Jakarta, CNN Indonesia –
Koalisi masyarakat sipil dibangun ke dalam komunitas Juanda Maclum, presiden Presiden dan Wakil Perdana Menteri Indonesia Prabowo Subante Gibrad Racabuming Cancer untuk membatalkan 12 persen dari 1 Januari 2025.
Tekanan ditransfer ke pernyataan partisipasi, yang dihadiri oleh akademisi Ubaedillah Badrun, Sukidi, ketua penjaga pemilihan Natalia Soebajo, mantan menteri agama Lukman Hakim.
Politik dianggap tidak pantas karena pemerintah telah membantu menyimpan masalah dalam diperkenalkannya kelas bawah.
“Orang -orang terkasih terlihat mudah pintasan. Meskipun ada orang kaya yang mengendalikan 60% kekayaan nasional.

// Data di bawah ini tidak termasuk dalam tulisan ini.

PR #148, opened 2025-06-11
Slurm over-subscription

bcumming:
Based on internal Confluence notes: https://confluence.cscs.ch/spaces/VCUE/pages/894961135/Parallel+srun+calls

I have put this in a branch on the main repo for @jpcoles-cscs to easily contribute to.


finkandreas:
I would add in the example to the srun calls also the flag `--output "out-%J.log` for a reasonable default for stdout/stderr redirection of each srun call.

I think it's easier for people to remove flags, instead of searching for the correct flag in the manpages (although `--output` and `--error` should be quite well known).

jpcoles (approved):

PR #150, opened 2025-06-11
Reenable spell checker

msimberg:
Still testing...


msimberg:
I'm going to force merge this for testing. With the `pull_request_target` event this workflow isn't going to run until it's merged to `main`. The workflow runs somewhat ok with `pull_request` but can't comment on the PR. Merging to make sure that the `pull_request_target` event also works.

PR #153, opened 2025-06-16
improve VS Code docs when using more than one cluster

bcumming:
Rendered docs:
https://docs.tds.cscs.ch/153/access/vscode/


kanduri (approved):
LGTM! The doc looks very high quality now, not like a Confluence/Google Docs shared doc.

Properti 50 orang kaya di Indonesia, yang sesuai dengan kepemilikan sikap, ”katanya membacanya di tikungan di Jakarta Selatan, Selasa (31.12).

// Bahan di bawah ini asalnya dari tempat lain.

PR #166, opened 2025-06-24
Add lustre tuning guide

fawzi:
Added the basic info and commands to improve lustre performance.
I did not describe things that we do not use (like pool), or that normally should not be used like index/offset.

### DIFF
--- a/docs/guides/storage.md
+++ b/docs/guides/storage.md
@@ -114,25 +114,25 @@ To set up a default so all newly created folders and dirs inside or your desired
     For more information read the setfacl man page: `man setfacl`.
 
 [](){#ref-guides-storage-lustre}
-## Lustre Tuning
-[Capstor][ref-alps-capstor] and [Iopsstor][ref-alps-iopsstor] are both [lustre](https://lustre.org) filesystem.
-
-As shown in the schema below
+## Lustre tuning
+[Capstor][ref-alps-capstor] and [Iopsstor][ref-alps-iopsstor] are both [Lustre](https://lustre.org) filesystem.
 
 ![Lustre architecture](../images/storage/lustre.png)
 
-Lustre uses *metadata* servers to store and query metadata which is basically what is shown by `ls`: directory structure, file permission, modification dates,...
+As shown in the schema above, Lustre uses *metadata* servers to store and query metadata, which is basically what is shown by `ls`: directory structure, file permission, and modification dates.
 Its performance is roughly the same on [Capstor][ref-alps-capstor] and [Iopsstor][ref-alps-iopsstor].
-This data is globally synchronized, which means that handling many small files is not especially suited for Lustre, see the discussion on [how to handle many small files][ref-guides-storage-small-files].
+This data is globally synchronized, which means Lustre is not well suited to handling many small files, see the discussion on [how to handle many small files][ref-guides-storage-small-files].
 
 The data itself is subdivided in blocks of size `<blocksize>` and is stored by Object Storage Servers (OSS) in one or more Object Storage Targets (OST).
-The blocksize and number of OSTs to use is defined by the striping settings.
-A new file or directory ihnerits them from its parent directory.
-The `lfs getstripe <path>` command can be used to get information on the actual stripe settings.
-For directories and empty files `lfs setstripe --stripe-count <count> --stripe-size <size> <directory/file>` can be used to set the layout. The simplest way to have the correct layout is to copy to a directory with the correct layout
+The blocksize and number of OSTs to use is defined by the striping settings, which are applied to a path, with new files and directories ihneriting them from their parent directory.
+The `lfs getstripe <path>` command can be used to get information on the stripe settings of a path.
+For directories and empty files `lfs setstripe --stripe-count <count> --stripe-size <size> <directory/file>` can be used to set the layout.
+The simplest way to have the correct layout is to copy to a directory with the correct layout
 
-A blocksize of 4MB gives good throughput, without being overly big, so it is a good choice when reading a file sequentially or in large chunks, but if one reads shorter chunks in random order it might be better to reduce the size, the performance will be smaller, but the performance of your application might actually increase.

Mereka juga berpikir bahwa kebijakan PPN akan melemahkan daya beli orang sebesar 12 persen. Mereka menyebutkan stagnasi pertumbuhan ekonomi Indonesia.
Alih -alih mengumpulkan PPN, koalisi mengevaluasi bahwa pemerintah harus meningkatkan pendapatan pendapatan negara dengan menghentikan proyek besar untuk menghentikan konsumsi negara yang tidak terpengaruh.
Reformasi Lembaga Penegakan Hukum
Koalisi sipil juga meminta Pemerintah Prabow untuk melakukan reformasi hukum. Karena posisi badan koersif sekarang dianggap diubah menjadi alat catu daya.
“Kami diminta untuk segera mereformasi otoritas penegak hukum, yaitu polisi, kantor jaksa penuntut, Mahkamah Agung dan BPK,” kata mereka.
Mereka mengatakan bahwa reformasi dapat dilakukan dengan posisi kinerja dan distribusi untuk pengembalian hukum ke BPK No. 30 tahun 2002.
“Secara khusus, kami mempertimbangkan perlunya seleksi terbuka dalam pendudukan posisi di markas polisi, dari posisi tertinggi hingga eselon dua dengan standar pemilihan yang ketat,” kata mereka.
Pada akhirnya, koalisi mengatakan bahwa posisi menolak wacana kepala regional dipilih melalui DPRD, yang dilemparkan oleh Prabowo Subanto.
“Kami menuntut negara tidak mengambil hak untuk demokrasi yang berantakan, tetapi mengurus pemilihan langsung, mereformasi hubungan kekuatan negara dan lembaga politik, dan menjamin ruang untuk kebebasan sipil,” desak mereka.